As the Wall Street Journal reports, Microsoft CEO Steve Ballmer cemented the deal with EU Competition Commissioner Neelie Kroes "over dinner in a small restaurant in Mrs. Kroes's home country of the Netherlands." The details, hammered out between courses:

"Under the agreement, Microsoft will license all of its intellectual property, except patents, necessary for competitors to work with a version of Windows used on business servers. Competitors will now pay only a one-time fee for the license of 10,000 euros, rather than royalties. If they believe they need to license patents from Microsoft, Microsoft is required to do so at the rate of 0.4% of the competitors' revenue from the product, well below the 5.95% rate originally suggested by Microsoft.

"Mrs. Kroes, for her part, stopped the clock on daily fines of up to €3 million per day against Microsoft and declared the U.S. software giant was – at least for now -- in Europe's good graces."
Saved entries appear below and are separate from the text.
PR #1781, opened 2017-03-22
Improve memory usage and perf of CodePointCharStream: Use 8-bit, 16-bit, or 32-bit buffer

bhamiltoncx:
This greatly improves the memory usage and performance of `CodePointCharStream` by ensuring the internal storage uses either an 8-bit buffer (for Unicode code points <= `U+00FF`), 16-bit buffer (for Unicode code points <= `U+FFFF`), or a 32-bit buffer (Unicode code points > `U+FFFF`).

I split out the internal storage into a class `CodePointBuffer` which has a `CodePointBuffer.Builder` class which has the logic to upgrade from 8-bit to 16-bit to 32-bit storage.

I found the perf hotspot in `CodePointCharStream` on master was the virtual method calls from `CharStream.LA(offset)` into `IntBuffer`.

Refactoring it into `CodePointBuffer` didn't help (in fact, it added another virtual method call).

To fix the perf, I made `CodePointCharStream` an `abstract` class and made three concrete subclasses: `CodePoint8BitCharStream`, `CodePoint16BitCharStream`, and `CodePoint32BitCharStream` which directly access the array of underlying code points in the `CodePointBuffer` without virtual method calls.

PR #1787, opened 2017-03-23
Fix TimeLexerSpeed when run from jar

bhamiltoncx:
This fixes the issue where we were passing URLs to APIs which expected filenames:

https://github.com/antlr/antlr4/pull/1781#issuecomment-288807273

I had to use the `Reader` API of `ANTLRInputStream` since the `InputStream` constructor constructs an `InputStreamReader()` without specifying a `Charset`.

That API sadly uses the default `Charset` from the test runner's environment, which is not necessarily UTF-8.

I also removed the ASCII time tests, since they were functionally identical to the UTF-8 test.

The timings are a bit different now, since we include time to read the file consistently across the `CharStream` implementations.


parrt:
I forgot to hit send on an email to ya. i added mem info. can you pull again to resolve conflicts?

bhamiltoncx:
Will do.

PR #1791, opened 2017-03-26
use JOL to compute buffer sizes. Dumps footprint now too.

parrt:


parrt:
@bhamiltoncx When not loading from a file (using a stream instead), we don't know buffer size and it allocates way more than needed due to buffer size doubling during loads.

bhamiltoncx:
Should be easy to add a stream API that takes size and allow perf-sensitive
types to stat() the file beforehand to get its exact size in bytes.

We can also support a preflighting API so we can count the code points and
do an exact size, but usually the extra I/O isn't worth it.

parrt:
I fear we are exploding the interface size. How about if we say `.fromFileName` or `.fromPath`, it gets the size right by asking the object we are loading?

parrt:
I'm going to add some tests (back) that won't work from the jar, but directly load from a file to see what the sizes are.

bhamiltoncx:
If we're worried about the interface size, easy to consolidate it down with
a `CharStreams.Builder` which takes the params. Then we get down to a
single API!

parrt:
haha, yeah but an unreadable API like python libs tend to have. :)

parrt:
Ok, new tests for file load confirm proper char buffer sizes when we know the size. (It gives warning when run from jar.)

PR #1792, opened 2017-03-27
New micro-benchmarks using JMH

bhamiltoncx:
This uses the excellent JMH framework (http://openjdk.java.net/projects/code-tools/jmh/) to build a set of micro-benchmarks for the ANTLR 4 `ANTLRInputStream` and `CharStreams`, as well as for a few sample `Lexer` grammars (Java and Unicode code points).

I included a script in `benchmark` called `run.sh` to build and run the microbenchmarks.


parrt:
This is really cool but I think I'm going to leave it out...just cleaning up the PR list really.

PR #1793, opened 2017-03-28
Obsolete String.contains(_:) of Swift runtime

cmd-johnson:
Starting with [iOS 10, macOS 10.12, tvOS 10.0 and watchOS 3.0](https://developer.apple.com/reference/swift/string/1643241-contains), Foundation contains its own definition of String.contains(_:), which conflicts with the extension provided by antlr and breaks builds targeting iOS 10 and above.
This change shouldn't affect any versions below the ones stated above.


parrt:
@hanjoes  Does this look correct?

hanjoes:
I agree with this change. The current implementation marked the String extension as "public" which will be exposed to user of Antlr4 all the extended methods. We can first mark this particular method obsolete for later SDK versions and then remove "public" access modifier for the extension. @cmd-johnson would be great if you can do it in this single PR.

hanjoes:
btw, by removing "public" modifier of the extension, it runs the risk of breaking backward compatibility if any users of Antlr4 actually uses some of these  String extensions, but by all means it's not a part of Antlr4, @parrt are you okay with that?

cmd-johnson:
@hanjoes I'll take care of that later today.

Reading my PR again, with 'breaks builds targeting iOS 10 and above' I meant projects _using_ the Antlr runtime, not the runtime itself and looking for usages of the `String.contains(_:)` extension inside the runtime itself, I couldn't find any so far. I'll try and build the whole thing with the method removed altogether and if that works, add that change to the PR instead (together with removing the "public" modifier of the extension).
May I also propose renaming the source-file of the extension to "String.swift" instead of "Stirng.swift"?

By the way, great work with the Swift runtime and Antlr4 in general, it's really a charm working with it.
I'm relatively new to both Antlr4 and Swift, but I noticed the Antlr Swift-API style differs slightly from the styles of other Swift frameworks I've used (for example, you are using getter-methods instead of computed properties). Would it be worth putting my time into refactoring methods to make the API more 'swifty'? Obviously those changes wouldn't be backwards-compatible. Also I assume the Swift-API is mostly identical to the Java one, maybe that's something you want to keep.

hanjoes:
Great point about the API style, thats also my long term concern. the original impl was 100% mimicing the JAVA runtime (we even have a StringBuilder!) which is not even close to swiftly. I think we might want to deprecate the old API while adding support for the new ones.

parrt:
@cmd-johnson 4.7 will be going out the door in the next day or so. If you'd like this integrated, see if you can sneak in any changes you'd like to make to this PR.

cmd-johnson:
I double-checked the swift runtime, and from what I can tell, the method is never actually used, so I removed it. I removed the `public` modifier from the extension and fixed the spelling error of the extension's source file - this PR should be good to go.

parrt:
@hanjoes can you do a final check?

hanjoes:
I did a workspace search for the keyword "contains" and looked into each usage of that symbol. Didn't see any usage of that extension. This PR is good to go.

PR #2364, opened 2018-09-24
sign contributors, add Richard Neil Pittman

rnpittman:


rnpittman:
I only added my name to the contributor text file at the top.  I don't how that could result in a build break.

parrt:
Hi. Shouldn't this go in the grammars-v4 repo?

PR #2374, opened 2018-10-08
[Python] Add missing lexer super class imports.

renatahodovan:
Until now, the generated Python3 code imported the custom parser
superclasses relatively. However, this only worked in Python3 if
the module was inside a package, since relative imports rely on
__name__ to determine the current module's position in the package
hierarchy. In case of a standalone script, this was always __main__
and hence these relative imports failed.
The patch handles this issue them same way as it is handled by
listener imports.


ericvergnaud:
Thanks!
@parrt blessed

Issue #2304, opened 2018-06-07
NullReferenceException in CSharp target


slt3:
I have following grammar:
```
grammar FormulaCalc;
expr: formula EOF;
formula 
	 : formula '^' formula 
	 | formula '*' formula
	 | formula '/' formula
	 | formula '%' formula
	 | formula '+' formula
	 | variable
	 | number
	 | formula '-' formula
     | '('formula')'
	 | function
     ;
function : zero_param_function
		 |one_param_function
		 |two_param_function;
zero_param_function : FUNNAME0 '('')';
one_param_function : FUNNAME1 '('parameter')';
two_param_function : FUNNAME2 '('parameter ',' parameter')';
parameter: number|variable;
FUNNAME0 : 'rand';
FUNNAME1 : 'sin'|'cos'|'tan'|'cot'|'asin'
		 |'acos'|'atan'|'acot'|'log'|'ln'|'exp';
FUNNAME2 :  'sqrt'|'pow'|'mod';
number : '-'? unsigned_number | '+'? unsigned_number;
unsigned_number : 'pi'| EULER |FPOINTNUMBER;
EULER : 'e'|'E';
FPOINTNUMBER : DIGIT+ ('.'DIGIT+)?;
DIGIT : [0-9];
variable : '{'word'}';
LETTER : [a-z]|[A-Z];
SPECIALLETTER : SIGN
	|'^'|'"'|'$'|'%'|'&'|'/'|'('|')'
	|'['|']'|'='|'?'|'#'|'_'|'.'|'~'
	|':'|','|';'|'<'|'>'
	;
word : (EULER|'^'|'*'|'/'|'%'|'+'|'-'|','
     |'('|')'
     |LETTER|FPOINTNUMBER|SPECIALLETTER
	 |FUNNAME0|FUNNAME1|FUNNAME2|'pi')+;
SIGN : '+'|'-';
WS : [ \t\r\n]+ -> skip;
```
When i run the parser:
```
String input = "5+1";
ICharStream stream = CharStreams.fromstring(input);
ITokenSource lexer = new FormulaCalcLexer(stream);
 ITokenStream tokens = new CommonTokenStream(lexer);
FormulaCalcParser parser = new FormulaCalcParser(tokens);
parser.BuildParseTree = true;
IParseTree tree = parser.expr();
```
the NullReferenceException is thrown:

Object reference not set to an instance of an object.
    Boolean Equals(System.Object)

[...]

PR #2375, opened 2018-10-08
NullReferenceException in CSharp target #2304   

xsIceman:
updated SingletonPredictionContext in the C# runtime to match that of Java as described in issue #2304. I face the same issue with my IPS parser


runtime/CSharp/runtime/CSharp/Antlr4.Runtime/Atn/SingletonPredictionContext.cs
```diff
@@ -79,7 +79,7 @@ public override bool Equals(object o)
                 return false;
             }
 			Antlr4.Runtime.Atn.SingletonPredictionContext other = (Antlr4.Runtime.Atn.SingletonPredictionContext)o;
-            return returnState == other.returnState && parent.Equals(other.parent);
+            return returnState == other.returnState && (parent != null && parent.Equals(other.parent));
```
ericvergnaud: How about when parent is null?

xsIceman: That is the change i want to add, when parent == null i want to return false. before we did a compare on null and got a nullrefexception. This is the same check that is done in java code SingletonPredictionContext.java.

ericvergnaud: Then maybe the Java code also needs to be fixed. Please get this right - maybe add a reusable utility to compare objects.

parrt: It looks like what the Java target does and I'm terrified of changing what that target does so maybe we should allow this within the C# to match the functionality at least?

zhech2:
I am also running into this issue.  For starters can the behavior of the c# code be changed to match the java code. Which this pull request already does?

ericvergnaud:
@parrt blessed

parrt:
@xsIceman can you fix the contributors.txt file? It has weird old date: 2018/10/08,

parrt:
@xsIceman can you fix the contributors.txt file? It has weird old date: 2018/10/08?

yonigibbs:
Hi @parrt, is this PR planned to be merged at some point? Is there anything we can do to help here? We're running into the same issue. Thanks!

parrt:
I guess date is ok. just old.

parrt:
Hmm...seems this [fails to pass a test](https://travis-ci.org/github/antlr/antlr4/jobs/734045778#L2955) @ericvergnaud can you take a peek?

ericvergnaud:
@parrt the failure seems to be with a swift test so not sure how it can relate to this PR. Did you also merge other stuff?

parrt:
I don't think I've included any swift stuff in a while.  maybe I need to try to run the tests locally.  It looks like the npm thing was missing  on an AppVeyor fail.  did you see this one? https://ci.appveyor.com/project/parrt/antlr4/builds/35672295

 maybe it got fixed later

ericvergnaud:
That is unrelated I think.
The npm thing was from me, I disabled JS on AppVeyor for now due to that issue, and asked help from AppVeyor experts but it’s not blocking (the tests pass on Travis)

Envoyé de mon iPhone

PR #2379, opened 2018-10-13
Unify generated file names (for Go runtime)

### LINKED ISSUE #2378: [Go] Generated lexer and parser file names are always in lower case with underscore
The following command

```
Test.g4 -Dlanguage=Go
```

generates `test_lexer.g4` and `test_parser.g4` instead of `TestLexer.g4` and `TestParser.g4` like other runtimes.

KvanTTT:
fixes #2378


grundic:
I think this is intentional, so that generated files would comply to standard Goland naming convention.
Please have a look here: https://stackoverflow.com/questions/35694137/file-name-convention-for-compound-words

parrt:
I'm going to close this as it looks intentional.

Issue #2097, opened 2017-11-02
C# ParseTreePatternMatcher.Compile fails


appel1:
ParserInterpreter creates an instance of ParserATNSimulator with null for the decisionToDFA parameter. ParserATNSimulator.AdaptivePredict throws a NullReferenceException if it is null. 

```
grammar Test;

options {
    language=CSharp;
}

text: TEXT* EOF;

TEXT: [a-z]+;

WS: [ \t\r\n]+ -> skip;
```

```csharp
var lexer = new TestLexer(new AntlrInputStream("text"));
var parser = new TestParser(new CommonTokenStream(lexer));
var context = parser.text();

var pattern = parser.CompileParseTreePattern("<TEXT>", TestParser.RULE_text);
```

```
Antlr4.Runtime.Tree.Pattern.ParseTreePatternMatcher+CannotInvokeStartRule: Object reference not set to an instance of an object. ---> System.NullReferenceException: Object reference not set to an instance of an object.
   at Antlr4.Runtime.Atn.ParserATNSimulator.AdaptivePredict(ITokenStream input, Int32 decision, ParserRuleContext outerContext)
   at Antlr4.Runtime.ParserInterpreter.VisitState(ATNState p)
   at Antlr4.Runtime.ParserInterpreter.Parse(Int32 startRuleIndex)
   at Antlr4.Runtime.Tree.Pattern.ParseTreePatternMatcher.Compile(String pattern, Int32 patternRuleIndex)
   --- End of inner exception stack trace ---
   at Antlr4.Runtime.Tree.Pattern.ParseTreePatternMatcher.Compile(String pattern, Int32 patternRuleIndex)
   at Antlr4.Runtime.Parser.CompileParseTreePattern(String pattern, Int32 patternRuleIndex, Lexer lexer)
   at Antlr4.Runtime.Parser.CompileParseTreePattern(String pattern, Int32 patternRuleIndex)
   at ConsoleApp3.Program.Main(String[] args) in ConsoleApp3\ConsoleApp3\Program.cs:line 19
```

ericvergnaud:
Is this with the official tool/runtime or the tunnel vision labs one?

Envoyé de mon iPhone

appel1:
This is with the Antlr4.Runtime.Standard v4.7.1 NuGet package. 

Relevant parts of the code:
[...]

PR #2382, opened 2018-10-18
Properly build decisionToDFA

edirgarcia:
this small contribution solves this issue:
https://github.com/antlr/antlr4/issues/2097


kaby76:
Parse tree matching does not work in the C# runtime v4.7.2. Reproduced this problem and fix using equivalent C# of the tests for parse tree pattern matching at https://github.com/antlr/antlr4/blob/master/tool-testsuite/test/org/antlr/v4/test/tool/TestParseTreeMatcher.java.  Crashes on "DFA dfa = decisionToDFA[decision];"  in ParserATNSimulator.cs because decisionToDFA is null, set to null in  "Interpreter = new ParserATNSimulator(this, atn, **null**, null);" in ParserInterpreter.cs.  After reading the Java code, I notice that like decisionToDFA not being set, "PredictionContextCache sharedContextCache = new PredictionContextCache();" field is not defined, and null always passed in "Interpreter = new ParserATNSimulator(this, atn, null, **null**);". I would think this runtime would be similar to that in Java. Is this change blocked because "contributors.txt" is in conflict?

ericvergnaud:
@kaby76 No it just fell off the radar.

ericvergnaud:
@parrt blessed, not sure why these lines you added on 06-06-2015 in the Java runtime were not ported to the C# runtime...

PR #2388, opened 2018-10-29
Improved ExternalAntlr4Cpp and added CMake option for static CRT (Fixes #1872)

### LINKED ISSUE #1872: ExternalAntlr4Cpp.cmake can't find generated files with single run

chrisaycock:
This is a refresh of PR #2235. All credit goes to the OP, @ChaseOxide.


chrisaycock:
Hold off on this PR for the moment. I'm still testing some things.

chrisaycock:
CMake style guides [ [1](https://community.kde.org/Policies/CMake_Coding_Style), [2](https://llvm.org/docs/CMakePrimer.html) ] don't have any spaces between a directive and the parenthesis, so it should be `if()` everywhere. I notice that the older `CMakeLists.txt` files mix the styles; I will fix them all to be `if()`.

mike-lischke:
@parrt This is the improved PR for the one you just closed. C++ build stuff only, so it can be merged with no harm. Thank you.

PR #2398, opened 2018-11-11
Fix for antlr#2164.

mike-lischke:
A different approach to the problem, now really fixing the leak.


chrisaycock:
I hate to reopen this debate, but @chund is right; that is definitely a double free. In C++, `throw` **copies** the exception object and then invokes the destructor. So the `catch` object (in the generated `parse()` function from ...Parser.cpp) now contains a copy of the pointer that has just been freed. So once `catch` ends, the destructor is run a second time on that pointer.

The solution is to simply switch to a `shared_ptr`.  This [PR](https://github.com/antlr/antlr4/pull/2551) almost has it; there shouldn't be a destructor at all for `NoViableAltException` if `_deadEndConfigs` is a `shared_ptr`.

mike-lischke:
@chund @chrisaycock since this PR is already closed let's discuss this issue in the reference bug report.

PR #2409, opened 2018-11-16
Fix install dependency for 'typing' library in python3.4

amykyta3:
Use of the "typing" library introduced in Python 3.5 is the only thing preventing the Antlr4 runtime to be used with the older Python 3.4.

Fortunately there is a backport available that resolves this dependency: https://pypi.org/project/typing/
Added a version-specific dependency so that the "typing" backport will get installed automatically when using versions of python older than 3.5


parrt:
Hmm...I'm not sure we need to support 3.4.  @ericvergnaud ?

amykyta3:
I'm not particularly hellbent on 3.4 either. I expect user share to start dropping significantly especially since Ubuntu 14.04 LTS (only remaining active version that ships with 3.4) is due to lose support this coming April.

That said, I still encounter 3.4 pretty often and it appears that the Antlr runtime is compatible except for this one thing so it might be an easy fix.

ericvergnaud:
Looks like typing.io is a prerequisite i.e. it's in the .stg.
@parrt blessed

PR #2418, opened 2018-11-18
Fix #1955 javascript

ericvergnaud:


parrt:
Thanks @ericvergnaud !!

PR #2423, opened 2018-11-25
fix NPE

ericvergnaud:
fix NPE encountered with a left-recursive grammar such as:
stuff:
   stuff1       # Stuff1
   | stuff2    # Stuff2
   | (stuff1 | stuff2) stuff3
 ;

Does not happen in Java because null keys are allowed


sharwell:
@ericvergnaud can you add a test for this so other runtimes can be validated against the desired behavior?

PR #2445, opened 2018-12-20
C++: fix bug in PredictionContext::mergeArrays

WalterCouto:
In the orignal PredictionContext::mergeArrays there was a bug on Line 281 where the logic differs from java: It currently is:
bool both$ = payload == EMPTY_RETURN_STATE && a_parent && b_parent;
and should instead match java as:
bool both$ = payload == EMPTY_RETURN_STATE && !a_parent && !b_parent;


WalterCouto:
The build failure doesn't look like it has anything to do with the change but with signing failure

mike-lischke:
@parrt In the case @niccroad does not add this fix to his patch you could merge it first and then this one, instead.

PR #2447, opened 2018-12-20
Change bitset upperbound to another higher arbitrary value to allow f…

WalterCouto:
…or larger number of rules

We had a complex grammar file hit past this upperbound.  One solution is to put this up higher, another is to refactor into a container that can grow.

### DIFF
--- a/runtime/Cpp/runtime/src/support/BitSet.h
+++ b/runtime/Cpp/runtime/src/support/BitSet.h
@@ -9,7 +9,7 @@
 
 namespace antlrcpp {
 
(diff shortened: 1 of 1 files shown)


WalterCouto:
signing of contributor list is in PR #2445

WalterCouto:
The build failure doesn't look like it has anything to do with the change but with signing failure

parrt:
@WalterCouto to give you credit, can you sign contributors.txt?

WalterCouto:
@parrt I signed the contributes list in a different PR that was already merged in (PR #2445)

PR #2585, opened 2019-07-01
[C++]: Rethink about Any class

gfphoenix78:
Hi All,
Any is used to be a container for the parser to return a value to users. There are some things I concern:
* Is it necessary to have a copy constructor or copy assignment?
* Move semantics is more meaningful for this class.
* There should be a simple way to represent parent-child class relationship.
  * If I pass a derived class into `Any`, I should be able to get a pointer of the parent class
* Simple design, it need not be generic.


mike-lischke:
@parrt This PR can be closed. In the next iteration of the C++ runtime (sometimes next year)  I'll switch to C++17 and use the `std::any` class instead.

I'm not sure I see this as such a watershed moment as the EC seems to. Microsoft has been saying all along that it intended to comply fully with the communications-protocol documenation sharing demands; it conveniently never said how long it would take to do so. Years have gone by and Microsoft still hasn't delivered everything the court stipulated. (Windows isn't the only place where slip dates are more common than timely ship dates.)

Does this mean there is now a new deadline for Microsoft to comply fully? Beyond Samba, who still cares about this interoperability documentation and protocols? In both cases, I'm not sure. And -- all the EC rhetoric to the contrary -- I'm not sure how much it matters any more... especially to the consumers that this antitrust case was supposed to benefit.

Meanwhile, in other antitrust-related news, European regulators are extending the deadline for their investigation into Google's purchase of DoubleClick. The inquiry period originally was slated to end October 26; now it will end on November 13. Microsoft, Yahoo and other online-advertising companies are lobbying against the proposed Google-DoubleClick merger on antitrust grounds.

Back in the U.S., the Department of Justice has stated it is not in favor of extending oversight of Microsoft's antitrust compliance here in the States. While four more states have joined the original group of seven petitioning for five additional years of oversight, the DOJ believes that justice has been served and no extension of the November 12 deadline for oversight is necessary. A hearing on the matter is slated for November 6.